• **Work to complete**
Could you copy every line of the data that contains "false"?

• **Data for analysis**

PR #593, opened 2019-07-05
Added support for Redis GEOADD command.

hsomyk:
Implemented new RedisGeoAdd writer to add support for Redis GEOADD command.
Added unit tests.

---
This change is [Reviewable](https://reviewable.io/reviews/landoop/stream-reactor/593)

### DIFF
--- a/build.gradle
+++ b/build.gradle
@@ -117,6 +117,7 @@ allprojects {
         maven {
             url 'http://dl.bintray.com/andsel/maven/'
         }
+        maven { url "https://dl.bintray.com/spinnaker/spinnaker/" }
     }
 
     jar {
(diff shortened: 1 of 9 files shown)


andrewstevenson:
@hsomyk The build fails? Are you adding the correct jedis version? https://circleci.com/gh/Landoop/stream-reactor/34?utm_campaign=vcs-integration-link&utm_medium=referral&utm_source=github-build-link

hsomyk:
@andrewstevenson actually, jedis version was correct. The issue was with the lib with embedded redis that was used for tests. The version of redis was 2.8.9 and it doesn't support GEOADD commands(available since 3.2.0), so I've changed dependency to a new lib that contains redis with version 4.0.10.

PR #600, opened 2019-07-24
Fix bug in FTPMonitor leading to the buffer being twice as big

jbruggem:
This PR fixes a small bug in the FTPMonitor that lead to slices sizes to be double what they should be.

---
This change is [Reviewable](https://reviewable.io/reviews/landoop/stream-reactor/600)


andrewstevenson:
@jbruggem Thanks!

PR #602, opened 2019-07-25
Update connector to use ftps protocol

GDegrove:
Update `FTPMonitor` to ensure FTPS compatibility by enforcing private mode.

This is made by issuing two cmd in the connection flow of the FTP client. `PBSZ 0` and `PROT P` as metionned in the [original spec of the ftp over tls](https://tools.ietf.org/html/rfc4217)

Based on this [blog post](http://eng.wealthfront.com/2016/06/10/connecting-to-an-ftps-server-with-ssl-session-reuse-in-java-7-and-8/)


GDegrove:
Closes #603

andrewstevenson:
@GDegrove Awesome, thanks!

Issue #559, opened 2019-03-19
MQTT Source wildcard issue: Invalid connect.source.converter.avro.schemas is not configured for topic


caevv:
Version: 1.2.1
Kafka version: 2.1

Hi, I’m getting this error on a MQTT Source
```Caused by: org.apache.zookeeper.server.quorum.QuorumPeerConfig$ConfigException: Invalid connect.source.converter.avro.schemas is not configured for v1.mysite.studio/dev-123/computer/sensor/yoctopuce/gyroscope```

Config is this:
```
"connect.mqtt.kcql": "INSERT INTO spm_record SELECT * FROM v1.mysite.studio/+/computer/sensor/yoctopuce/gyroscope WITHCONVERTER=`com.datamountaineer.streamreactor.connect.converters.source.AvroConverter` WITHKEY(imo)", 
"connect.source.converter.avro.schemas":"v1.mysite.studio/+/computer/sensor/yoctopuce/gyroscope=/avroschema/spm_record.avro"
```

If I don't use wildcard it works.

Full error trace:

> [2019-03-19 15:14:01,593] ERROR Error handling message with id:1 on topic:v1.mysite.studio/dev-123/computer/sensor/yoctopuce/gyroscope (com.datamountaineer.streamreactor.connect.mqtt.source.MqttManager)
org.apache.zookeeper.server.quorum.QuorumPeerConfig$ConfigException: Invalid connect.source.converter.avro.schemas is not configured for v1.mysite.studio/dev-123/computer/sensor/yoctopuce/gyroscope
at com.datamountaineer.streamreactor.connect.converters.source.AvroConverter$$anonfun$1.apply(AvroConverter.scala:50)
at com.datamountaineer.streamreactor.connect.converters.source.AvroConverter$$anonfun$1.apply(AvroConverter.scala:50)
at scala.collection.MapLike$class.getOrElse(MapLike.scala:128)
at scala.collection.AbstractMap.getOrElse(Map.scala:59)
at com.datamountaineer.streamreactor.connect.converters.source.AvroConverter.convert(AvroConverter.scala:50)
at com.datamountaineer.streamreactor.connect.mqtt.source.MqttManager.messageArrived(MqttManager.scala:89)
at org.eclipse.paho.client.mqttv3.internal.CommsCallback.deliverMessage(CommsCallback.java:499)
at org.eclipse.paho.client.mqttv3.internal.CommsCallback.handleMessage(CommsCallback.java:402)
[...]

PR #617, opened 2019-09-05
pass subscribed topic as sourceTopic to avro converter in MQTT connector

ddlenz:
addresses #559

### DIFF
--- a/kafka-connect-mqtt/src/main/scala/com/datamountaineer/streamreactor/connect/mqtt/source/MqttManager.scala
+++ b/kafka-connect-mqtt/src/main/scala/com/datamountaineer/streamreactor/connect/mqtt/source/MqttManager.scala
@@ -100,7 +100,7 @@ class MqttManager(connectionFn: MqttSourceSettings => MqttConnectOptions,
           val scalaList: Seq[String] = l
           scalaList
         }.getOrElse(Seq.empty[String])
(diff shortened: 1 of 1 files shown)


kafka-connect-mqtt/src/main/scala/com/datamountaineer/streamreactor/connect/mqtt/source/MqttManager.scala
```diff
@@ -100,7 +100,7 @@ class MqttManager(connectionFn: MqttSourceSettings => MqttConnectOptions,
           val scalaList: Seq[String] = l
           scalaList
         }.getOrElse(Seq.empty[String])
-        Option(converter.convert(kafkaTopic, topic, message.getId.toString, message.getPayload, keys, kcql.getKeyDelimeter)) match {
+        Option(converter.convert(kafkaTopic, kcql.getSource, message.getId.toString, message.getPayload, keys, kcql.getKeyDelimeter)) match {
```
stheppi: Why would this be better? If non-wildcard subscriptions are used the MQTT topic and the kcql.getSource are the same.

However, on wildcard subscriptions you might not want to provide the expression used ans lose the actual topic name.

ddlenz:
@andrewstevenson this is addressing https://github.com/Landoop/stream-reactor/issues/559 - per the recent comment thread, we have the same issue.
@stheppi we are using wildcard subscriptions per https://github.com/Landoop/stream-reactor/issues/559

andrewstevenson:
closing as stale.

Issue #2684, opened 2023-02-24
Handle functionality for select recipients manually and skip contacts currently in a flow


mdshamoon:
## Task

Support functionality for Select recipients manually in a flow and skip contacts currently in a flow for the `Start somebody else` node.

- [ ] The recipients will be a registered user in Glific and a defined flow will be started for that user if the contact reaches to the node in the flow
- [ ] If the skip contacts currently in flow option is checked it should not start a flow for that user if they are already in a flow

**Screenshots**

<img width="655" alt="image" src="https://user-images.githubusercontent.com/32592458/221100695-46d118f3-5892-46ef-b93d-ddc3647783e6.png">
<img width="657" alt="image" src="https://user-images.githubusercontent.com/32592458/221101271-ccd81d79-5dce-4741-9974-1b58a0002c16.png">

Action json format

```
{
    "actions": [
        {
            "contacts": [
                {
                    "name": "NGO Admin",
                    "uuid": "14"
                }
            ],
            "create_contact": false,
            "exclusions": {
                "in_a_flow": false
            },
            "flow": {
                "name": "AB Test Workflow",
                "uuid": "5f3fd8c6-2ec3-4945-8e7c-314db8c04c31"
            },
            "groups": [],
            "legacy_vars": [],
            "type": "start_session",
            "uuid": "63424eec-10c4-4d3b-8b30-d69384dca143"
        }
    ],
    "exits": [
        {
            "destination_uuid": "1a37ab55-3a2e-49bd-a8a8-7a268ad21dce",
            "uuid": "45ec34cf-400a-4b43-bae7-d03d5098cf80"
        }
    ],
    "uuid": "d60bb1cd-6b92-43e0-acc7-97a988c9817b"
}

```

pankaj-ag:
@mdshamoon instead of creating duplicate issues can we add all these enhancements and requests in one issue?  Since it's a new feature I am assuming there will be multiple enhancements. 
https://github.com/glific/glific/issues/2683

mdshamoon:
Yes @pankaj-ag the main task is in the issue #2683 and from there we are creating subtasks for individual enhancement. This is one of the subtask.

pankaj-ag:
@mdshamoon yea may be adding a checkbox task list in the main issue. Otherwise, we will end up with lot of sub-issues. 

I did that for KEF once. https://github.com/glific/glific/issues/2232

PR #2746, opened 2023-04-05
Start Session: Adding Exclusion

AkhileshNegi:
## Summary
 Target issue is #2684


pankaj-ag (approved):
On a high level it looks good but I think we can improve a code a bit more. We can take that in another PR or so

• **Solution**
            "create_contact": false,
                "in_a_flow": false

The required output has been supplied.